This Lenox Hill property is estimated to be sold for $50 million. (Jim Spellman/WireImage via Getty Images)

After much controversy regarding the estate of designer Oleg Cassini, who died in 2006, it looks as if movement is being made to disburse assets. A pair of townhouses owned by the widow of the Russian-born designer who dated, married and dressed the most glamorous women are said to slated for sale.

The Gramercy townhouse that belongs to the estate of designer Oleg Cassini is set to be auctioned on March 13.

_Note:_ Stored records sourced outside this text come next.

PR #495, opened 2017-03-28
RetryFunc added

utrack:
This PR replaces MaxRetries constant with RetryFunc that dynamically decides if a retry should be performed, making it possible to use rate-limiting and various feedback loops set by client's owner.

No APIs are broken except the removal of DefaultMaxRetries constant. It is possible to bring it back, but it would make the code less transparent.

Similar change can be made to every version of the client.

### DIFF
--- a/client.go
+++ b/client.go
@@ -79,10 +79,10 @@ const (
 )
 
 var (
-	// DefaultMaxRetriesFunc is the function that decides if a retry should be
+	// DefaultRetryFunc is the function that decides if a retry should be
 	// performed for a single request after Elastic gives up and returns an error.
 	// Retry is disabled by default (i.e. function always returns false).
-	DefaultMaxRetriesFunc = func(int) bool {
+	DefaultRetryFunc = func(int) bool {
 		return false
 	}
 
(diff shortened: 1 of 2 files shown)


utrack:
It seems that `SetMaxRetries` sets the max total HTTP request number per one client request instead of number of retries (excluding original request).

I've preserved previous behaviour for now and updated the `SetMaxRetries()`'s comment, but it can be misleading.

olivere:
Thanks for your contributions.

The Wall Street Journal reported that Cassini’s Gramercy Park townhouse at 135 E. 19th St. is scheduled for auction on March 13. Misha Haghani of Paramount Realty USA, the auction house handling the marketing for the property, said the property was appraised for around $9 million in 2007. The 1901-era brick townhouse is about 6,800 square feet, and reports indicate it is now valued at about $15 million.

The second property at 15 E. 63rd St. is also expected to hit the market soon. Katherine Clarke at the WSJ reports that the former Elias Asiel Mansion will list for around $50 million.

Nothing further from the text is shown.